Ask HN: My phone has stopped receiving updates. Should I be worried? - kartongsaft
Should I be worried about my phone isn&#x27;t receiving any kind of updates from the manufacturer anymore?<p>I have myself an Google Nexus 6P that recently was declared end-of-life. I know that I will miss out new features that future Android versions will provide, but for me that&#x27;s okay, but why should my device be excluded from security or nasty bug fixes. I still have weird bug that randomly make my phones completely silent. No alarms, no notification sound, no ringtone; I have been late for work a few times (and yes, I have tried to factory reset my phone couples of times).<p>Nowadays it seems that average lifespan for a phone is about 2-3 years, which have negative effects on environment, as people are forced to change phones.<p>Why not let people use their phones longer, let say 5 years (or even longer)? The manufacturer can still sell new models, but should provide and updated operating system much like what&#x27;s is done on a computer. And if I&#x27;m not wrong, doesn&#x27;t Apple provide longer lifetime for their iOS devices?<p>Why are we forced to this commercial behavior and what can the average user do to minimize environmental impact?
======
wtracy
First, the reasons for this situation:

Microsoft does not allow PC makers to modify Windows. This is why Microsoft is
able to push software updates directly to all Windows PCs. Phone makers are
allowed to change Android willy-nilly. This means that the OEM has to check
each update and manually integrate it with their version of Android before it
can be released. There's no way to keep getting system updates to an Android
phone without the manufacturer paying someone to integrate those changes.

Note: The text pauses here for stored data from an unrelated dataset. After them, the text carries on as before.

PR #1466, opened 2018-06-18
Reinstate sort contact list test

yeahfro:
Reinstating the acceptance test for sorting the contact list. It is understood that this was disabled because it was breaking and could not be fixed. It appears to be working now.

If this breaks again then I am happy to take responsibility for fixing it.

### DIFF
--- a/test/acceptance/features/contacts/collection.feature
+++ b/test/acceptance/features/contacts/collection.feature
@@ -83,31 +83,29 @@ Feature: View collection of contacts
     And I click the local header link
     Then the company details UK region is displayed
 
+   @contacts-collection--sort
+   Scenario: Sort contact list
 
-# TODO: This test is causing PR's to fail, it should be looked at when we have time to fix it.
-#   @contacts-collection--sort
-#   Scenario: Sort contact list
-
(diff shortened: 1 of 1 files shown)


test/acceptance/features/contacts/collection.feature
```diff
@@ -83,31 +83,29 @@ Feature: View collection of contacts
...
+     Then I wait and then refresh the page
+     When I navigate to the `contacts.list` page
+     When the contacts are sorted by Newest
+     When the contacts are sorted by Oldest
+     Then the contacts should have been correctly sorted by creation date
+     And the results are sorted by Recently updated
+     Then the results should be sorted by Recently updated
+     And the results are sorted by Least recently updated
+     Then the results should be sorted by Least recently updated
+  #    When the contacts are sorted by Last name: A-Z
```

Why can't the manufacturers just open source their changes and let the
community produce updates? Two reasons:

One, the manufacturers like to add "improvements" to Android, and live under
the delusion that people base their phone purchasing decisions on these extra
features. If they opened them up, a competitor could copy them, and the
original manufacturer would lose their "competitive advantage".

Two, the carriers are obsessive about controlling everything. They don't want
phones running custom firmware on their networks, and they pressure the
manufacturers to prevent that from happening.

What can you do? Not a whole lot.

If you want regular updates on exactly how big of a risk you are taking, you
can follow Google's security bulletins here:
[https://source.android.com/security/bulletin](https://source.android.com/security/bulletin)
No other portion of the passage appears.